Wabukala sent the letter in his capacity as the chairman of the Global Anglican Future Conference (Gafcon). Gafcon was formed in 2008 as a response to the West's church leadership led by the Archbishop of Canterbury who had invited the Episcopal Church of the USA to attend the Lambeth Conference that year.

The Episcopal Church is a proponent of gay inclusion in the ranks of the Anglican clergy, while the Lambeth Conference is a ten-yearly meeting of bishops from the world-wide Anglican Communion. Gafcon boycotted the conference in 2008.

Wabukala was elected the third chairman of Gafcon in April 2010 after Peter Akinola of Nigeria and Graig Vennables of South America. Gafcon comprises a council of Archbishops from Uganda, Tanzania, Nigeria, Rwanda, Congo, South and and North America.

The decision by the Church of England's House of Bishops, usually headed by Archbishop William Rowans of Canterbury who retired on December 31, 2012, was reached in a meeting in early December last year only for it to come to light on December 28, three days to his retirement.

The decision announced that clergymen in civil partnerships can be eligible to serve as bishops.

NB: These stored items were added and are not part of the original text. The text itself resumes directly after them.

PR #807, opened 2023-04-25
[Bug: 768] FX CLI: Separate create, cert gen commands

### LINKED ISSUE #768: FX CLI: Separate user creation from TLS certificate request generation
## Background
Today in the `fx` cli, there is a combined step that create a user for an experiment and also generates a certificate signing request for them. While the use of mutual TLS is the default in OpenFL, we should not impose it on users for all environments (for example, there can be issues defining a FQDN on internal/personal infrastructure).  

## Task
1. Split `fx collaborator generate-cert-request` into two commands:
    - `fx collaborator create -n {NAME} -d {DATA_PATH: optional}` : 
    - `fx collaborator generate-cert-request -n {NAME}`
 
## TODO items for maintainers
1. Clarify how users should be added to the `plan/cols.yaml` file when not using TLS

bjklemme-intel:
This change separates existing command
"fx collaborator.py generate-cert-request" command into two commands.
"fx collaborator create -n {NAME} -d {DATA_PATH: optional}". "fx collaborator generate-cert-request -n {NAME}".

Fixes #768

### DIFF
--- a/docs/running_the_federation.rst
+++ b/docs/running_the_federation.rst
@@ -1047,6 +1047,7 @@ Importing the Workspace
 
     .. code-block:: console
 
+       fx collaborator create -n {COL_LABEL} -d {DATA_PATH:optional}
        fx collaborator generate-cert-request -n {COL_LABEL}
 
 
--- a/openfl/interface/collaborator.py
+++ b/openfl/interface/collaborator.py
@@ -61,6 +61,24 @@ def start_(plan, collaborator_name, data_config, secure):
     plan.get_collaborator(collaborator_name).run()
 
 
+@collaborator.command(name='create')
+@option('-n', '--collaborator_name', required=True,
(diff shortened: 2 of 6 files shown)


mansishr (changes requested):
Thanks for submitting, the PR looks good! There will need to be some more changes:
1. Changes to `init` function in [native](https://github.com/securefederatedai/openfl/blob/develop/openfl/native/native.py#L203)
2. Changes to `create_collaborator` [function name](https://github.com/securefederatedai/openfl/blob/develop/openfl/native/native.py#L211)
3. Changes to the [documentation](https://github.com/securefederatedai/openfl/blob/develop/docs/running_the_federation.rst#step-2-configure-the-federation)

ejillela:
@mansishr I have addressed the changes you requested. please continue your review

psfoley (approved):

Wabukala said: "It is great sadness that before the New Year has hardly begun, the life of the Anglican Communion has yet again been clouded by the compromise with the secular preoccupations of the West."

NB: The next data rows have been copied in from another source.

PR #810, opened 2023-04-27
Improve workspace requirements import

### LINKED ISSUE #767: Improve workspace requirements import
## Background
Users have reported long installation times for pip dependencies installed when importing a workspace (applies to multiple OpenFL workspaces). 

## Task
1. Understand underlying issues with importing pip dependencies across different virtual environments
2. Modify import logic in `openfl/interface/workspace.py`

danhe1:
This adds two commands **fx workspace export** and **fix workspace import** to implement dependencies import across different virtual environments. 

An example of using those two commands.

1. Create a workspace named workspace.
`fx workspace create --prefix ./workspace --template keras_cnn_mnist`
2. Export the requirements in workspace, which will generate an archive file workspace.zip in the directory workspace/.
`cd workspace && fx workspace export`
3. Change the virtual environment.
4. Create workspace2 with the archived file.
`mkdir workspace2 && cd workspace2 && fx workspace import --archive ../workspace/workspace.zip`

Fixes #767

### DIFF
--- a/openfl/interface/workspace.py
+++ b/openfl/interface/workspace.py
@@ -17,7 +17,6 @@ from click import pass_context
 from click import Path as ClickPath
 
 from openfl.utilities.path_check import is_directory_traversal
-from openfl.utilities.workspace import dump_requirements_file
 
 
 @group()
@@ -121,6 +120,7 @@ def export_(pip_install_options: Tuple[str]):
     """Export federated learning workspace."""
     from os import getcwd
     from os import makedirs
+    from os.path import isfile
     from os.path import basename
     from os.path import join
     from shutil import copy2
@@ -139,9 +139,6 @@ def export_(pip_install_options: Tuple[str]):
     except Exception:
         echo(f'Plan file "{plan_file}" not found. No freeze performed.')
 
-    # Dump requirements.txt
-    dump_requirements_file(prefixes=pip_install_options, keep_original_prefixes=True)
-
     archive_type = 'zip'
     archive_name = basename(getcwd())
     archive_file_name = archive_name + '.' + archive_type
@@ -158,7 +155,10 @@ def export_(pip_install_options: Tuple[str]):
     makedirs(f'{tmp_dir}/data', exist_ok=True)
     copytree('./src', f'{tmp_dir}/src', ignore=ignore)  # code
     copytree('./plan', f'{tmp_dir}/plan', ignore=ignore)  # plan
-    copy2('./requirements.txt', f'{tmp_dir}/requirements.txt')  # requirements
+    if isfile('./requirements.txt'):
+        copy2('./requirements.txt', f'{tmp_dir}/requirements.txt')  # requirements
+    else:
+        echo('No requirements.txt file found.')
 
     try:
         copy2('.workspace', tmp_dir)  # .workspace


openfl/interface/workspace.py
```diff
@@ -139,8 +150,8 @@ def export_(pip_install_options: Tuple[str]):
     except Exception:
         echo(f'Plan file "{plan_file}" not found. No freeze performed.')
 
-    # Dump requirements.txt
-    dump_requirements_file(prefixes=pip_install_options, keep_original_prefixes=True)
+    # No need to dump all dependencies, just use template requirements.txt to export to wheel packages
```
psfoley: These comments should be removed

openfl/interface/workspace.py
```diff
@@ -203,9 +224,7 @@ def import_(archive):
         check_call([
             executable, '-m', 'pip', 'install', '--upgrade', 'pip'],
             shell=False)
-        check_call([
-            executable, '-m', 'pip', 'install', '-r', 'requirements.txt'],
-            shell=False)
+        _import_whls_to_venv()
```
psfoley: This could break if different collaborators are using a different python version than the aggregator. Because this assumes that all dependencies are captured in `requirements.txt` anyway, I would recommend falling back to the original behavior (i.e. `pip install -r requirements.txt`) in the case that the import fails

psfoley:
@danhe1 Saving wheels in the workspace increases the zip file size significantly - as an example the `torch_cnn_mnist` workspace increases from 66 MB to 1.8 GB. You've resolved the crux of this issue - which is that the packages in the virtual environment that are *not* explicitly part of the original `requirements.txt` should not be saved because this leads to many potential version conflicts.

To merge this, I would recommend instead just removing the call to `dump_requirements_file`, and skip the dumping / import of wheels

psfoley (changes requested):
@danhe1 Saving wheels in the workspace increases the zip file size significantly - as an example the torch_cnn_mnist workspace increases from 66 MB to 1.8 GB. You've resolved the crux of this issue - which is that the packages in the virtual environment that are not explicitly part of the original requirements.txt should not be saved because this leads to many potential version conflicts.

To merge this, I would recommend instead just removing the call to dump_requirements_file, and skip the dumping / import of wheels

The lint check should be fixed prior to merge: https://github.com/securefederatedai/openfl/actions/runs/4826556296/jobs/8610922793?pr=810

danhe1:
> @danhe1 Saving wheels in the workspace increases the zip file size significantly - as an example the torch_cnn_mnist workspace increases from 66 MB to 1.8 GB. You've resolved the crux of this issue - which is that the packages in the virtual environment that are not explicitly part of the original requirements.txt should not be saved because this leads to many potential version conflicts.
> 
> To merge this, I would recommend instead just removing the call to dump_requirements_file, and skip the dumping / import of wheels
> 
> The lint check should be fixed prior to merge: https://github.com/securefederatedai/openfl/actions/runs/4826556296/jobs/8610922793?pr=810

We have provided two solutions. The solution at this PR is to remove the call to dump_requirements_file. And we also have a solution of dumping the wheels only appears in the requrements.txt. https://github.com/danhe1/openfl/tree/issue-767-dev-dump-req. The ideas are the same, just to ignore the dependency packages.

psfoley (approved):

He said the UK's civil partnership legislation mimics marriage for same sex couples that is clearly designed on assumption that such couples are sexually active.

While it is true that the House of Bishops requires bishops with civil partners to be celibate, this proviso is clearly unworkable, Wabukala warned.

He said it is common knowledge that active homosexuality on the part of Church of England clergy is invariably overlooked and in such circumstances, it is very difficult to imagine anyone being brought to book.

Wabukala said that the heart of the matter is not enforceability, but that bishops have a particular responsibility to be examples of godly living.

"It cannot be right that they are able to enter into legally recognized relationships which institutionalize and condone behaviour that is completely contrary to the clear and historic teaching of the Scripture, as reaffirmed for Anglicans in one of the resolution of the 1998 Lambeth Conference," Wabukala said.

He said the weight of the moral teaching cannot be supported by a flimsy proviso, because in his teaching Jesus reaffirms that marriage is the coming together of of a man and a woman in accordance with the pattern of creation of God made man and female which must be promoted as a God given gift of marriage without compromise and ambiguity.

In his New Year message Wabukala had on December 30 stated that Anglicans in the Global South as the majority need to take greater responsibility in global leadership. There are at least 77 million Anglicans across the world.

He said: "We cannot simply stand by as we see many of the Anglican Churches in the West, including the Church of England itself, being severely compromised by the deepening spritz and moral darkness of the societies in which they are set."